PROBLEM TO WORK ON:
Restate the following entries exactly, including every line.
====
PR #23, opened 2020-06-16
Did focus provider

landerlo:
This adds did focus but I see metals throwing exceptions when a notification is sent, the server recovers so we can simply remove the error printing in nvim-metals and merge, though at the moment I don't see the focus refresh being useful, when save event works for evaluations. 

It is rebased on top of decoration_provider PR

### DIFF
--- a/lua/metals.lua
+++ b/lua/metals.lua
@@ -227,4 +227,15 @@ M['metals/publishDecorations'] = function(err, _, decorations)
   end
 end
 
+-- Notify the server when document has been focused
+-- This needs to be called in the appropriate autocommand, i.e. FocusGained
+M.did_focus = function()
+  local focused_uri = vim.uri_from_bufnr(0)
+  vim.lsp.buf_request(0, 'metals/didFocusTextDocument', focused_uri, function(err, _, _)
+    if err then
+      print('metals/didFocusTextDocument: Server Error')
+    end
+  end)
+end
+
 return M
--- a/lua/metals/setup.lua
+++ b/lua/metals/setup.lua
@@ -10,4 +10,10 @@ M.on_init = function(client, _)
   client.resolved_capabilities.text_document_save = true
 end
 
+M.auto_commands = function()
+  vim.api.nvim_command [[augroup NvimMetals]]
+    vim.api.nvim_command [[autocmd BufEnter <buffer> lua require'metals'.did_focus()]]
+  vim.api.nvim_command [[augroup end]]
+end
+
 return M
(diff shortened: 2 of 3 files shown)


landerlo:
@ckipp01 I saw you did some work on the metals and lsp4j integration. Maybe you can figure out what's going on, though it might be some undocumented behaviour required about this callback?
I haven't did deeper but the sending of didSave as in the decoration PR is preferable to me.

landerlo:
Rebased, I see what you meant about didFocus. Testing with the current master the isHttp issue went away but the opening various files needs the refocus refresh to get things updating again.
But that causes a metals exception , though it seems recoverable.

landerlo:
I've changed the autocmd to BufEnter instead of FocusGained and now the issue with the loss of focus goes away, but the server errors keep happening.

landerlo:
Maybe we can disable the error print as metals keeps responding and worksheets work fine, though the metals logs will keep increasing so that's probably a merge stopper. I wonder if it has to do with message ordering.

ckipp01:
> Maybe we can disable the error print as metals keeps responding and worksheets work fine, though the metals logs will keep increasing so that's probably a merge stopper. I wonder if it has to do with message ordering.

Hmmm, yea I see what you mean now. I'll try to spend some time today comparing the logs with coc-metals and nvim-metals with worksheets to see if I can track down where the exception is coming from. I'd like to get that figured out before we merge this.

landerlo:
coc implements slow-task, which I do not. It should have a fallback, but maybe that's why is  failing. Because the stackoverflow happens inside the parsing code.

ckipp01:
Hey! So I'm still working on chasing this down. Something related to the `metals/didFocusTextDocument` is causing it because I can finally reproduce this consistently and accurately.

lua/metals.lua
```diff
@@ -227,4 +227,15 @@ M['metals/publishDecorations'] = function(err, _, decorations)
   end
 end
 
+-- Notify the server when document has been focused
+-- This needs to be called in the appropriate autocommand, i.e. FocusGained
+M.did_focus = function()
+  local focused_uri = vim.uri_from_bufnr(0)
+  vim.lsp.buf_request(0, 'metals/didFocusTextDocument', focused_uri, function(err, _, _)
```
ckipp01, line 234: Are you ready for this??

This is sending the `didFocusTextDocument` *request* to the server, and this needs to be a notify. Changing this to:

```suggestion
  vim.lsp.buf_notify(0, 'metals/didFocusTextDocument', focused_uri, function(err, _, _)
```
fixes the issue.

landerlo: Wow! TIL about notify, thank you for digging into that, I was sure it had to do with the interaction, but I didn't know there was another pattern.

landerlo: Give me bigger :man_facepalming:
====
TASK ANSWER:
PR #23, opened 2020-06-16
Did focus provider

landerlo:
This adds did focus but I see metals throwing exceptions when a notification is sent, the server recovers so we can simply remove the error printing in nvim-metals and merge, though at the moment I don't see the focus refresh being useful, when save event works for evaluations. 

It is rebased on top of decoration_provider PR

### DIFF
--- a/lua/metals.lua
+++ b/lua/metals.lua
@@ -227,4 +227,15 @@ M['metals/publishDecorations'] = function(err, _, decorations)
   end
 end
 
+-- Notify the server when document has been focused
+-- This needs to be called in the appropriate autocommand, i.e. FocusGained
+M.did_focus = function()
+  local focused_uri = vim.uri_from_bufnr(0)
+  vim.lsp.buf_request(0, 'metals/didFocusTextDocument', focused_uri, function(err, _, _)
+    if err then
+      print('metals/didFocusTextDocument: Server Error')
+    end
+  end)
+end
+
 return M
--- a/lua/metals/setup.lua
+++ b/lua/metals/setup.lua
@@ -10,4 +10,10 @@ M.on_init = function(client, _)
   client.resolved_capabilities.text_document_save = true
 end
 
+M.auto_commands = function()
+  vim.api.nvim_command [[augroup NvimMetals]]
+    vim.api.nvim_command [[autocmd BufEnter <buffer> lua require'metals'.did_focus()]]
+  vim.api.nvim_command [[augroup end]]
+end
+
 return M
(diff shortened: 2 of 3 files shown)


landerlo:
@ckipp01 I saw you did some work on the metals and lsp4j integration. Maybe you can figure out what's going on, though it might be some undocumented behaviour required about this callback?
I haven't did deeper but the sending of didSave as in the decoration PR is preferable to me.

landerlo:
Rebased, I see what you meant about didFocus. Testing with the current master the isHttp issue went away but the opening various files needs the refocus refresh to get things updating again.
But that causes a metals exception , though it seems recoverable.

landerlo:
I've changed the autocmd to BufEnter instead of FocusGained and now the issue with the loss of focus goes away, but the server errors keep happening.

landerlo:
Maybe we can disable the error print as metals keeps responding and worksheets work fine, though the metals logs will keep increasing so that's probably a merge stopper. I wonder if it has to do with message ordering.

ckipp01:
> Maybe we can disable the error print as metals keeps responding and worksheets work fine, though the metals logs will keep increasing so that's probably a merge stopper. I wonder if it has to do with message ordering.

Hmmm, yea I see what you mean now. I'll try to spend some time today comparing the logs with coc-metals and nvim-metals with worksheets to see if I can track down where the exception is coming from. I'd like to get that figured out before we merge this.

landerlo:
coc implements slow-task, which I do not. It should have a fallback, but maybe that's why is  failing. Because the stackoverflow happens inside the parsing code.

ckipp01:
Hey! So I'm still working on chasing this down. Something related to the `metals/didFocusTextDocument` is causing it because I can finally reproduce this consistently and accurately.

lua/metals.lua
```diff
@@ -227,4 +227,15 @@ M['metals/publishDecorations'] = function(err, _, decorations)
   end
 end
 
+-- Notify the server when document has been focused
+-- This needs to be called in the appropriate autocommand, i.e. FocusGained
+M.did_focus = function()
+  local focused_uri = vim.uri_from_bufnr(0)
+  vim.lsp.buf_request(0, 'metals/didFocusTextDocument', focused_uri, function(err, _, _)
```
ckipp01, line 234: Are you ready for this??

This is sending the `didFocusTextDocument` *request* to the server, and this needs to be a notify. Changing this to:

```suggestion
  vim.lsp.buf_notify(0, 'metals/didFocusTextDocument', focused_uri, function(err, _, _)
```
fixes the issue.

landerlo: Wow! TIL about notify, thank you for digging into that, I was sure it had to do with the interaction, but I didn't know there was another pattern.

landerlo: Give me bigger :man_facepalming:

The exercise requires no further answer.